■ About this exercise ■
Every line of the entries below that carries the string "recording" should be copied.

■ Collected data entries ■
--*--

PR #123, opened 2019-08-16
Improved db calcs.

bsutton:
The db calcs were constantly saturating at 160db even with a low volume recording.
Also fixed some state inconsistency with method callbacks.
Improved some the exceptions been thrown.

### DIFF
--- a/README.md
+++ b/README.md
@@ -181,4 +181,5 @@ _dbPeakSubscription = flutterSound.onRecorderDbPeakChanged.listen((value) {
 ## Help Maintenance
 I've been maintaining quite many repos these days and burning out slowly. If you could help me cheer up, buying me a cup of coffee will make my life really happy and get much energy out of it.
 <br/>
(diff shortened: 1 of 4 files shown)


hyochan:
@bsutton Thank you for your contibution! Could you please `rebase`? There is a conflict with the `master` branch.

bsutton:
I think this should now be correct as github is reporting that it has no conflicts.

jam33:
What is the reasonable range for db here?  I agree that previously it was pulling 160db at very reasonable/low levels.  Now it seems the max I can register is 70db (computer speakers turned full blast right next to phone mic).  To be exact it was: 70.00061068314733.

The demo still seems to base the UI "feedback bar" (progress indicator) off of 160:
`value: 100.0 / 160.0 * (this._dbLevel ?? 1) / 100,`

So, the "green" bar never gets more than 1/2-1/3 of the way across the "red" indicator bar.

bsutton:
80db is a reasonable range.

PR #131, opened 2019-09-10
Stopped recording generating infinite db values.

bsutton:
Added check for a maxAmplitude of zero which can happen if the mic is off which was resulting in db being set to infinity. Db is now set to zero.

This problem may only be an issue with the simulator, but its annoying enough in development that this simple fix is warrented.

This pull also includes some code cleanup to remove a number of lint warnings.


android/src/main/java/com/dooboolab/fluttersound/FlutterSoundPlugin.java
```diff
@@ -199,11 +199,17 @@ public void startRecorder(int numChannels, int sampleRate, Integer bitRate, int
             // https://stackoverflow.com/questions/10655703/what-does-androids-getmaxamplitude-function-for-the-mediarecorder-actually-gi
             // 
             double ref_pressure = 51805.5336;
-            double p = maxAmplitude / ref_pressure;
+            double p = maxAmplitude  / ref_pressure;
```
hyochan: I think you can revert this.

PR #168, opened 2019-12-10
Fixes returned filePath on iOS

phranck:
Actually it returns the absolute string of a so called file URL which starts with `file:///`. This isn't a POSIX compliant file path which always starts with a slash `/`.

The Android version of this plugin returns the result of `getPath` which gives us a POSIX compliant path, too.

@hyochan It would be very nice to have this PR in a current release of the plugin as soon as possible. Actually we are working with our fixed fork, which we would like to get rid of. Thanks a lot!

### DIFF
--- a/ios/Classes/FlutterSoundPlugin.m
+++ b/ios/Classes/FlutterSoundPlugin.m
@@ -243,7 +243,7 @@ NSString* status = [NSString stringWithFormat:@"{\"current_position\": \"%@\"}",
         [self startDbTimer];
   }
 
-  NSString *filePath = self->audioFileURL.absoluteString;
+  NSString *filePath = self->audioFileURL.path;
   result(filePath);
 }
 


Larpoux:
I had exactly the same problem with my own fork.
I fixed this bug replacing the 2 last lines of startRecorder on iOS by the following:
```
  NSString *filePath = self->audioFileURL.path; // A real file path and not a URL to the file [LARPOUX]
  result(filePath);
```

hyochan:
It sounds reasonable so I am happy to merge this. However, I have one question. Don't we need to append `file://` then? In `ios` because android is returning that without another slash?

hyochan:
@phranck It sounds reasonable so I am happy to merge this. However, I have one question. Don't we need to append `file://` then? In `ios` because android is returning that without another slash?

phranck:
> It sounds reasonable so I am happy to merge this. However, I have one question. Don't we need to append `file://` then? In `ios` because android is returning that without another slash?

@hyochan Thanks for merging! Nope, there is nothing to append. The result should return an absolute path, nothing more. And absolute path's doesn't contain a scheme. They always start with a `/`. We tested it on Android too (in Emulator with API level 28) and the [corresponding part in code](https://github.com/dooboolab/flutter_sound/blob/master/android/src/main/java/com/dooboolab/fluttersound/FlutterSoundPlugin.java#L146) returns just an absolute path, too. There is no scheme whatsoever.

--*--

■ Task solution ■
The db calcs were constantly saturating at 160db even with a low volume recording.
Stopped recording generating infinite db values.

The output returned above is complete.